Abstract

Cognitive and advisory process theories usually are cast as competing explanations of decision-making in U.S. foreign policy. They are more appropriately approached as complementary components of a single explanation, in which the independent variable of the President's belief system is mediated by the intervening variable of the senior advisory process. The extent of the mediating effect is afunction of the degree and nature of senior advisor unity: weakest when there is senior advisor disunity, and strongest when there is dissenting unity. The cases of the Carter administration policy toward the Shah of Iran and the Reagan administration policy toward President Ferdinand Marcos of the Philippines bear out these hypotheses. In the CarterIran case the initial dissenting unity of Carter's top advisors caused support for the Shah to be much greater than predicted by the president's belief system propensities.
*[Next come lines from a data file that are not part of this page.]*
PR #756, opened 2023-03-17
[SDK] any evm deploy setup

kumaryash90:


packages/sdk/src/evm/common/infra-data.ts
```diff
@@ -0,0 +1,42 @@
...
+
+export const Forwarder = {
+  name: "Forwarder" as const,
+  contractType: "forwarder" as const,
+  txInfo: InfraData["forwarder"] as InfraTxInfo,
+};
+
+export const EOAForwarder = {
+  name: "ForwarderEOAOnly" as const,
+  contractType: "eoaForwarder" as const,
```
joaquim-verges, line 30: why do we need 'contractType' here? i think it makes things more complicated than needed here.

just have a map from contract name to InfraTxInfo

packages/sdk/src/evm/core/classes/contract-deployer.ts
```diff
@@ -523,18 +525,37 @@ export class ContractDeployer extends RPCConnectionHandler {
       );
     } else {
       // implementation does NOT exist on chain, deploy the implementation first, then deploy a proxy
-      implementationAddress = await this.deployContractFromUri(
+      const deploymentInfo = await getDeploymentInfo(
```
joaquim-verges, line 528: this does the infra deployment too right? again needs to be explicit

packages/sdk/src/evm/common/any-evm-deploy.ts
```diff
@@ -0,0 +1,247 @@
...
+    } else if (p.name.includes("trustedForwarder")) {
+      contractTypes.push(EOAForwarder.contractType);
+      return EOAForwarder.txInfo.predictedAddress;
+    } else {
+      return "";
+    }
+  });
+  const encodedArgs = utils.defaultAbiCoder.encode(
+    constructorParamTypes,
+    constructorParamValues,
```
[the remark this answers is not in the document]
kumaryash90: should work the same, with encoded args empty

joaquim-verges:
changeset pls :)

packages/sdk/src/evm/common/any-evm-utils.ts
```diff
@@ -0,0 +1,153 @@
...
+  chainId: number,
+): KeylessDeploymentInfo {
+  const signature = ethers.utils.joinSignature(SIGNATURE);
+  const deploymentTransaction = getKeylessTxn(
+    {
+      gasPrice: 100 * 10 ** 9,
+      gasLimit: 100000,
+      nonce: 0,
+      data: CREATE2_FACTORY_BYTECODE,
+      chainId: chainId,
```
joaquim-verges, line 86: passing 0 here doesnt change the standard community factory address?

packages/sdk/src/evm/common/any-evm-utils.ts
```diff
@@ -0,0 +1,153 @@
...
+    deploymentInfo.deployment,
+    signer.provider,
+  );
+
+  // deploy community factory if not already deployed
+  if (!factoryExists) {
+    // send balance to the keyless signer
+    if (
+      (await signer.provider.getBalance(deploymentInfo.signer)).lt(
+        ethers.utils.parseEther("0.01"),
```
joaquim-verges, line 121: btw you can use `toWei("0.01")`

packages/sdk/src/evm/core/classes/contract-deployer.ts
```diff
@@ -819,36 +807,106 @@ export class ContractDeployer extends RPCConnectionHandler {
...
+          // any evm deployment flow -- with signer
+          // 0. Cache Infra contracts data
+          await this.computeAndCacheInfraContractsData();
+          console.log("computed and cached infra");
+          console.log(this.infraContractsInfoCache);
+
+          // 1. Deploy CREATE2 factory (if not already exists)
+          console.log("deploying create2 factory");
+          const create2Factory = await deployCreate2Factory(
+            this.getSigner() as Signer,
```
joaquim-verges, line 864: do you need `as Signer` here and below?

packages/sdk/src/evm/core/classes/contract-deployer.ts
```diff
@@ -1034,4 +1091,257 @@ export class ContractDeployer extends RPCConnectionHandler {
...
+    const chainId = (await this.getProvider().getNetwork()).chainId;
+
+    if (
+      !this.infraContractsInfoCache[chainId] ||
+      !this.infraContractsInfoCache[chainId]["create2Factory"]
+    ) {
+      const enforceEip155 = await isEIP155Enforced(this.getProvider());
+
+      const tempChainId = enforceEip155 ? chainId : 0;
+      const deploymentInfo = getCreate2FactoryDeploymentInfo(tempChainId);
```
joaquim-verges, line 1187: duplicated code here as well, you have a helper function that does this already

packages/sdk/src/evm/core/classes/contract-deployer.ts
```diff
@@ -1034,4 +1091,257 @@ export class ContractDeployer extends RPCConnectionHandler {
       return constructorParamValues[index];
     });
   }
+
+  private async computeAndCacheInfraContractsData() {
```
joaquim-verges, line 1095: add return types here and below

packages/sdk/src/evm/core/classes/contract-deployer.ts
```diff
@@ -1034,4 +1091,257 @@ export class ContractDeployer extends RPCConnectionHandler {
...
+            predictedAddress: address,
+            bytecode: metadata.compilerMetadata.bytecode,
+            encodedArgs: encodedArgs,
+          };
+        } else {
+          this.infraContractsInfoCache[chainId] = {
+            [contract.contractType]: {
+              predictedAddress: address,
+              bytecode: metadata.compilerMetadata.bytecode,
+              encodedArgs: encodedArgs,
```
joaquim-verges, line 1166: when is this cache actually gonna be hit? bytecode/encodedArgs is only useful for the very first deploy right?

it feels like we're over complicating the code quite a bit with this cache... and it doesnt seem that useful. What we want to avoid is having to recheck if the infra is there deployed right? why don't we just cache that?

like right now even with your cache, we still do the RPC call for `getCode` everytime, isnt that the most expensive thing to run?

I would first focus on getting the flow right, then we can optimize where it makes sense, this cache logic feels error prone to me

packages/sdk/src/evm/core/classes/contract-deployer.ts
```diff
@@ -1034,4 +1091,257 @@ export class ContractDeployer extends RPCConnectionHandler {
...
+    };
+  }
+
+  /**
+   * @internal
+   *
+   * Determine constructor params required by an implementation contract.
+   * Return abi-encoded params.
+   */
+  async encodeConstructorParamsForImplementation(
```
joaquim-verges, line 1257: i would put all these new functions in the `any-evm-utils.ts` file, or a new file. There's so much already in this class.

packages/sdk/src/evm/common/any-evm-utils.ts
```diff
@@ -0,0 +1,748 @@
...
+    nonce: 0,
+  });
+
+  return {
+    ...deploymentTransaction,
+    deployment: create2FactoryAddress,
+  };
+}
+
+async function fetchURI(contractName: string): Promise<string> {
```
joaquim-verges, line 635: more explicit name for this plz - fetchPublishedContractURI

packages/sdk/src/evm/common/any-evm-utils.ts
```diff
@@ -0,0 +1,748 @@
...
+      to: create2FactoryAddress,
+      data: initBytecodeWithSalt,
+    };
+    console.log("populated txn is: ", tx);
+
+    try {
+      await signer.estimateGas(tx);
+    } catch (e) {
+      console.log("error estimating gas while deploying prebuilt: ", e);
+      tx.gasLimit = BigNumber.from(7000000);
```
joaquim-verges, line 458: put this as optional param with default value

packages/sdk/src/evm/core/classes/contract-deployer.ts
kumaryash90: base class returns signer | undefined

joaquim-verges: you can do an invariant:
```
const signer = this.getSigner();
invariant(signer, "Signer required")
```

PR #764, opened 2023-03-17
add paper wallet, don't save device wallet connectParams

MananTank:
* Add Paper Wallet
* Don't save device wallet's connect params (because it contains password) 
* Fix Hotlink
* Improved UI if switch chain fails 
* Loading spinner when connecting to a wallet in wallet connector 
* removed network code-names in network selector
* disable the connect wallet button when it's in the loading state


joaquim-verges:
changeset + update to latest paper sdk 🙏

MananTank:
## Blocked because:

* something's wrong with how it is published 
* when installing the published version - wrong versions of react-core and wallets packages and error is thrown

jnsdls:
@MananTank I think this could've been caused by the same issue that was causing major bumps before - can you try now that I've merged the fix for that in from `main`?

MananTank:
@jnsdls still broken,

expected a dev build of react-core ( `3.11.0-dev-20230320105408-ce12084` but got a nightly build `3.11.0-nightly-20230319055511-e2ea5a71` )

image

let me try doing one more minor bump, so that we get a "never before seen" version - `3.12...`

jnsdls:
fixed

PR #766, opened 2023-03-17
[ReactCore] Making supportedChains optional again in the SDK provider

iketw:
- We need also inject the keys in the sdk provider in case users use the sdk provider on its own.
- Created a hook with the duplicated code
- Calling this code in the sdk will not overwrite the keys coming from react/rn

### DIFF
--- a/packages/react-core/src/core/providers/thirdweb-provider.tsx
+++ b/packages/react-core/src/core/providers/thirdweb-provider.tsx
@@ -117,7 +117,7 @@ export const ThirdwebProviderCore = <
     return props.supportedChains || (defaultChains as any as TChains);
   }, [props.supportedChains]);
 
-  const [supportedChainsWithKey, activeChainWithKey] =
+  const [supportedChainsWithKey, activeChainIdOrObjWithKey] =
     useUpdateChainsWithApiKeys(
       // @ts-expect-error - different subtype of Chain[] but this works fine
       supportedChainsNonNull,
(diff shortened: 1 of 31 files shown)


packages/react-core/src/core/providers/thirdweb-provider.tsx
```diff
@@ -115,44 +113,34 @@ export const ThirdwebProviderCore = <
 >(
   props: React.PropsWithChildren<ThirdwebProviderCoreProps<TChains>>,
 ) => {
-  const _supportedChains =
+  const supportedChains_ =
```
joaquim-verges, line 116: oof can we name this differently rather than supportedChains_ vs _supportedChains ? super hard to follow what's going on

packages/react-core/src/core/providers/thirdweb-provider.tsx
```diff
@@ -115,44 +113,34 @@ export const ThirdwebProviderCore = <
...
-      return supportedChains.find(
-        (chain) => chain.chainId === props.activeChain,
-      );
+    if (typeof _activeChain === "number") {
+      return supportedChains_.find((chain) => chain.chainId === _activeChain);
     }
-    if (typeof props.activeChain === "string") {
-      return supportedChains.find((chain) => chain.slug === props.activeChain);
+    if (typeof _activeChain === "string") {
+      return supportedChains_.find((chain) => chain.slug === _activeChain);
```
joaquim-verges, line 133: why is this supportedChains_ and not _supportedChains xD

joaquim-verges (approved):
lg

PR #767, opened 2023-03-17
[SDK, React, CLI] Make generate work with useContract

adam-maj:


packages/cli/src/generate/command.ts
```diff
@@ -82,7 +82,7 @@ export async function generate(options: GenerateOptions) {
   const packagePath = `${projectPath}/node_modules/@thirdweb-dev/generated-abis/dist`;
   if (!fs.existsSync(packagePath)) {
     throw new Error(
-      `Could not find files at ${projectPath}/node_modules/@thirdweb-dev/generated-abis`,
+      `Unable to cache ABIs. Please ensure that you're using @thirdweb-dev/sdk > 4.0.0`,
```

The senior advisor disunity which emerged as the crisis worsened had much less of a mediating effect, and thus decisions came to more closely reflect the non-interventionist strategic view at the core of Carter's belief system. In the Reagan-Philippines case, initially the president's propensities to support Marcos were reinforced by the unanimity of his top advisors. The key decisions in 1985-86 which culminated in abandoning Marcos were the result of the transformation of the advisory process to dissenting unity and the consequent strong mediating effect. In thus demonstrating the interactive relationship between beliefs and process, these cases help establish the need for integrative theory.